President Trump has released his fiscal 2019 budget, and he's not calling it the "hard power" budget or the "skinny" budget -- see? He learns! -- but he is calling it "An American Budget," which is more offensive, since his budget doesn't reflect the priorities of Americans, but of Our Glorious Elites, who do not get all the say about everything in America. This budget would not only slash EPA funding by a third and slash food stamps and eliminate the Community Development Block Grant program -- it would also cut Medicare, Medicaid, and Social Security, because he's already won Florida and won't need to win it again until 2020. Congress has already funded our government for the next two years, so this budget is DOA. But the "ideas" in it aren't -- they keep getting up no matter how many headshots we give them. So Social Security Works helps you tell your Congressfolk to reject the Trump Un-American Budget.
Meanwhile, the House is mulling H.R. 3299, the so-called Protecting Consumers' Access to Credit Act, which would amend several federal laws to ensure that "(a) loan that is valid when made as to its maximum rate of interest in accordance with this subsection shall remain valid with respect to such rate regardless of whether the loan is subsequently sold, assigned, or otherwise transferred to a third party, and may be enforced by such third party notwithstanding any State law to the contrary." What that ultimately means, however, is that such a loan could blow right past any state caps on interest rates, thus rendering them meaningless. Now there's "small government" for you! H.R. 3299 doesn't "protect consumers' access to credit," it protects loansharks' access to their borrowers' money, never mind whether it's usurious or not. So Americans for Financial Reform helps you tell your Congressfolk to actually protect consumers by rejecting H.R. 3299.
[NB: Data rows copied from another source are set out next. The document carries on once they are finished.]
PR #3422, opened 2026-06-21
Propagate correlation ID to outbound HTTP requests

UdeshAthukorala:
### Purpose

We already generate a correlation ID (trace ID) per request and attach it to every log line via the context-aware logging work (#2038). The problem is that the ID never left the process: any time Thunder made an *outbound* HTTP call, the correlation ID sitting in the context was dropped on the floor. So the moment a request crossed into an external service (a REST authn provider, the consent service, a flow's HTTP-request node, or an SMS provider), the trace was broken and you couldn't follow a single request end to end.

I actually confirmed this by hand before fixing it. With a REST authn provider pointed at a small listener that echoes back the headers it receives, a request sent in with `X-Correlation-ID: manual-test-123` showed up in our logs and in the response header, but the outbound call to the provider arrived with **no** correlation header at all.

This PR closes that gap. Every outbound HTTP client now forwards the request's correlation ID as the `X-Correlation-ID` header, so the trace continues across the service boundary.

This addresses the outbound-propagation part of #1484. See the note under *Approach* about why the user/entity provider side is intentionally not in here.

### Approach

The trace ID is already in `context.Context` by the time any handler runs (the `CorrelationIDMiddleware` puts it there on the way in). So the fix is simply to read it back out where we build an outbound request and set it as a header — no new plumbing on the request path, since the context was already threaded through.

Concretely:

- Added a single `CorrelationIDHeaderName = "X-Correlation-ID"` constant in `system/constants` and switched the middleware's response header over to it, so the inbound and outbound sides agree on one name.
- Each outbound request builder now sets that header from `sysContext.GetTraceID(ctx)`:
  - REST authn provider (`doRequest`) — this one spot covers `Authenticate`, `GetEntityReference` and `GetAttributes`, since they all go through it.
  - Consent client (`doRequest`).
  - Flow HTTP-request executor (`executeRequest`) — only when the flow hasn't already set a header of that name, so an explicit node-configured value still wins.
  - Vonage SMS client (`sendSMS`).
- The REST authn provider accepts an optional per-provider override, `authn_provider.rest.correlation_id_header`, which defaults to the constant when empty. This lets a downstream service that expects a different header name receive it. (We considered a server-wide setting but decided against it — only the pluggable authn provider needs the knob.)

`GetTraceID` generates a fresh UUID if the context somehow doesn't have one, so the header is always populated; in a normal request it's just the same ID that came in.

Here's how the ID flows after this change:

```mermaid
sequenceDiagram
    participant C as Client
    participant MW as CorrelationIDMiddleware
    participant Ctx as request context
    participant H as Handler / Service
    participant OUT as Outbound HTTP client
    participant EXT as External service

    C->>MW: request (maybe with X-Correlation-ID)
    MW->>Ctx: WithTraceID(extracted or generated)
    MW-->>C: response header X-Correlation-ID
    MW->>H: ServeHTTP (ctx carries trace ID)
    H->>OUT: call with ctx
    Note over OUT: GetTraceID(ctx) → set X-Correlation-ID
    OUT->>EXT: outbound request + X-Correlation-ID
    EXT-->>OUT: response
```

And the four outbound paths this touches, all reading from the same context:

```mermaid
flowchart LR
    Ctx["context.Context<br/>(trace ID)"]
    Ctx --> A["REST authn provider<br/>doRequest*"]
    Ctx --> B["Consent client<br/>doRequest"]
    Ctx --> D["Flow HTTP executor<br/>executeRequest**"]
    Ctx --> E["Vonage client<br/>sendSMS"]
    A --> X1["external authn service"]
    B --> X2["consent service"]
    D --> X3["flow-configured endpoint"]
    E --> X4["Vonage API"]
    classDef ext fill:#eee,stroke:#999;
    class X1,X2,X3,X4 ext;
```
<sub>* the REST authn provider can override the header name via `authn_provider.rest.correlation_id_header`.<br/>** the flow executor does not overwrite a correlation header the flow author set explicitly.</sub>

**Why the entity provider isn't here.** #1484 was originally written against the `UserProviderInterface` from #1420. That package was later replaced by the entity provider. As it stands today the entity provider has no REST implementation (only the in-process default and a disabled variant) and its interface methods don't take a `context.Context` at all, so there's nothing outbound to tag and no context to read from. Propagating the ID there is a separate follow-up that first needs `context.Context` threaded through `EntityProviderInterface` and a REST entity provider to exist. Calling it out here so this PR isn't mistaken for fully closing #1484.

### Related Issues
- Refs thunder-id/thunderid#1484
- Background: thunder-id/thunderid#2038 (correlation IDs in logs)

### Related PRs
- Builds on the context-aware logging work (#3141, #3238, #3254)

### Checklist
    - [x] Unit Tests
    - [ ] Integration Tests

### Security checks

## Summary by CodeRabbit

* **New Features**
  * Outbound REST authentication, consent, flow execution, and notification requests now propagate correlation/trace IDs via an HTTP header.
  * The correlation header name is configurable (defaults to `X-Correlation-ID`) and can be customized.
* **Bug Fixes**
  * Correlation ID middleware now uses the configured header name consistently for response headers.
  * If an outbound request already specifies a correlation header, it will not be overwritten.
* **Chores**
  * Expanded automated tests and documentation to cover correlation ID propagation end-to-end.

### DIFF
--- a/backend/internal/authnprovider/provider/rest_authn_provider.go
+++ b/backend/internal/authnprovider/provider/rest_authn_provider.go
@@ -29,16 +29,18 @@ import (
 	"github.com/thunder-id/thunderid/pkg/thunderidengine/providers"
 
 	authnprovidercm "github.com/thunder-id/thunderid/internal/authnprovider/common"
+	sysContext "github.com/thunder-id/thunderid/internal/system/context"
 	systemhttp "github.com/thunder-id/thunderid/internal/system/http"
 	"github.com/thunder-id/thunderid/internal/system/log"
 )
 
 // restAuthnProvider is an authentication provider that communicates with an external service via REST.
 type restAuthnProvider struct {
-	baseURL    string
-	apiKey     string
-	httpClient systemhttp.HTTPClientInterface
-	logger     *log.Logger
+	baseURL             string
+	apiKey              string
+	correlationIDHeader string
+	httpClient          systemhttp.HTTPClientInterface
+	logger              *log.Logger
 }
 
 // AuthenticateRequest is the request body for the authentication endpoint.
@@ -62,12 +64,14 @@ type apiErrorResponse struct {
 }
 
 // newRestAuthnProvider creates a new REST authentication provider.
-func newRestAuthnProvider(baseURL, apiKey string, httpClient systemhttp.HTTPClientInterface) AuthnProviderInterface {
+func newRestAuthnProvider(baseURL, apiKey, correlationIDHeader string,
+	httpClient systemhttp.HTTPClientInterface) AuthnProviderInterface {
 	return &restAuthnProvider{
-		baseURL:    baseURL,
-		apiKey:     apiKey,
-		httpClient: httpClient,
-		logger:     log.GetLogger().With(log.String(log.LoggerKeyComponentName, "RestAuthnProvider")),
+		baseURL:             baseURL,
+		apiKey:              apiKey,
+		correlationIDHeader: correlationIDHeader,
+		httpClient:          httpClient,
+		logger:              log.GetLogger().With(log.String(log.LoggerKeyComponentName, "RestAuthnProvider")),
 	}
 }
 
@@ -183,6 +187,7 @@ func (p *restAuthnProvider) doRequest(ctx context.Context, url string, body io.R
 		return nil, err
 	}
 	req.Header.Set("Content-Type", "application/json")
+	req.Header.Set(p.correlationIDHeader, sysContext.GetTraceID(ctx))
 	if p.apiKey != "" {
 		req.Header.Set("API-KEY", p.apiKey)
 	}
--- a/backend/internal/system/config/config.go
+++ b/backend/internal/system/config/config.go
@@ -256,9 +256,10 @@ type EntityProviderConfig struct {
 
 // RestConfig holds the REST authentication provider configuration details.
 type RestConfig struct {
-	BaseURL  string             `yaml:"base_url" json:"base_url"`
-	Timeout  int                `yaml:"timeout"  json:"timeout"`
-	Security RestSecurityConfig `yaml:"security" json:"security"`
+	BaseURL             string             `yaml:"base_url" json:"base_url"`
+	Timeout             int                `yaml:"timeout" json:"timeout"`
+	CorrelationIDHeader string             `yaml:"correlation_id_header" json:"correlation_id_header"`
+	Security            RestSecurityConfig `yaml:"security" json:"security"`
 }
 
 // RestSecurityConfig holds the REST authentication provider security configuration details.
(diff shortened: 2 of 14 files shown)


backend/internal/authnprovider/provider/rest_authn_provider.go
```diff
@@ -182,6 +184,7 @@ func (p *restAuthnProvider) doRequest(ctx context.Context, url string, body io.R
 		return nil, err
 	}
 	req.Header.Set("Content-Type", "application/json")
+	req.Header.Set(serverconst.CorrelationIDHeaderName, sysContext.GetTraceID(ctx))
```
rajithacharith: Can we make this header name configurable and default to our correlation Id. 
Some services might have a separate header name for this? 

WDYT? @ThumulaPerera

ThumulaPerera: +1. Sounds good

UdeshAthukorala: Made the correlation ID header name configurable on the REST authn provider via `authn_provider.rest.correlation_id_header`, which defaults to `X-Correlation-ID` when left empty:

```yaml
authn_provider:
  type: rest
  rest:
    base_url: "https://my-authn-service"
    correlation_id_header: "X-Trace-Token"
```

The default is wired through the `CorrelationIDHeaderName` constant, so empty config behaves exactly as before. Added a unit test (`TestAuthenticate_PropagatesConfiguredCorrelationIDHeader`) asserting a custom header name is honoured and the default one isn't set.

We briefly explored extending this to a server-wide setting, but after discussing it we decided against it — the header name stays configurable on the REST authn provider only, since that's the pluggable external integration this thread is about. The other outbound callers keep the standard header: Vonage doesn't consume it, consent is our own service, and the flow HTTP node already lets the author set any header explicitly.

backend/internal/system/config/config.go
```diff
@@ -644,9 +644,10 @@ type EntityProviderConfig struct {
 
 // RestConfig holds the REST authentication provider configuration details.
 type RestConfig struct {
-	BaseURL  string             `yaml:"base_url" json:"base_url"`
-	Timeout  int                `yaml:"timeout" json:"timeout"`
-	Security RestSecurityConfig `yaml:"security" json:"security"`
+	BaseURL             string             `yaml:"base_url" json:"base_url"`
+	Timeout             int                `yaml:"timeout" json:"timeout"`
+	CorrelationIDHeader string             `yaml:"correlation_id_header" json:"correlation_id_header"`
```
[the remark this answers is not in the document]
UdeshAthukorala: Added documentation under `docs/content/guides/getting-started/configuration.mdx`:

- New row for `authn_provider.rest.correlation_id_header` in the Authentication Provider Configuration table, with its default (`X-Correlation-ID`).
- A **Correlation ID Propagation** subsection explaining that the REST authn provider, consent service, flow HTTP request executor, and Vonage notification provider all set `X-Correlation-ID` on outbound calls when it isn't already present, plus a YAML example for overriding the header name on the REST authn provider.

rajithacharith (approved):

Finally, if you've missed previous opportunities to tell your Senators to reject S. 2155, the so-called Economic Growth, Regulatory Relief, and Consumer Protection Act, then Demand Progress still helps you do that. They call it a bill that loosens restraints on community banks by raising the threshold of heightened regulatory scrutiny from $50 billion to $250 billion in assets, but that's a load of bollocks, unless we redefine the phrase "community banks" to include corporations like Credit Suisse and American Express do. Why, they're community banks with a glandular problem! The bill would also let smaller banks indulge in higher-risk mortgages, because that's what smaller banks need: more leeway to do things that would harm them and their customers. I've said it before and I'll say it again: the greatest enemy of the small bank isn't Big Gummint, but the big bankster. So let's push Congress to fight the real enemy.